Structure of the optimal path to a fluctuation

TL;DR

This paper derives a fundamental relation constraining the structure of optimal paths to fluctuations in nonequilibrium diffusive systems, revealing their non-local and complex nature.

Contribution

It introduces a general relation that constrains optimal fluctuation paths in arbitrary dimensions, unifying and extending previous results.

Findings

Reveals a fundamental relation constraining optimal paths

Shows the non-locality of current statistics and trajectories

Unifies previous results in fluctuation theory

Abstract

Macroscopic fluctuations have become an essential tool to understand physics far from equilibrium due to the link between their statistics and nonequilibrium ensembles.

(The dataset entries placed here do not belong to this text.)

PR #564, opened 2022-12-04
Resolve panic on race between data and beater

jeniawhite:
**What does this PR do?**
Due to the reconfiguration loop, I saw that `cloudbeat` panics sporadically.
While investigating the code, I noticed a race condition between the initialization of the wait group pointer to the closure of the `data` layer.
There is also a race for the publisher client that I've found, which will be covered later on.

**Checklist**


amirbenun (approved):

oren-zohar (changes requested):
can we add test that fails with the previous struct? (closing before calling fetch)

resources/fetchersManager/data.go
```diff
@@ -34,7 +34,7 @@ type Data struct {
 	timeout  time.Duration
 	interval time.Duration
 	fetchers FetchersRegistry
-	wg       *sync.WaitGroup
+	wg       sync.WaitGroup
```
oren-zohar, line 37: can you please also add documentation for this wait group purpose?

oren-zohar (changes requested):

oren-zohar (approved):

PR #573, opened 2022-12-07
Fixing Packaging workflow using chatGPT 

oren-zohar:
**What does this PR do?**
The encoding change did not cause the issue, but using `with` to fix the linters incorrectly was the root cause. I used ChatGPT in order to confirm it, very impressive:
image

image


eyalkraft:
🤯🤯🤯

The optimal path leading to a fluctuation encodes key information on this problem, shedding light on e.g. the physics behind the enhanced probability of rare events out of equilibrium, the possibility of dynamic phase transitions and new symmetries. This makes the understanding of the properties of these optimal paths a central issue. Here we derive a fundamental relation which strongly constraints the architecture of these optimal paths for general $d$-dimensional nonequilibrium diffusive systems, and implies a non-trivial structure for the dominant current vector fields. Interestingly, this general relation (which encompasses and explains previous results) makes manifest the spatio-temporal non-locality of the current statistics and the associated optimal trajectories.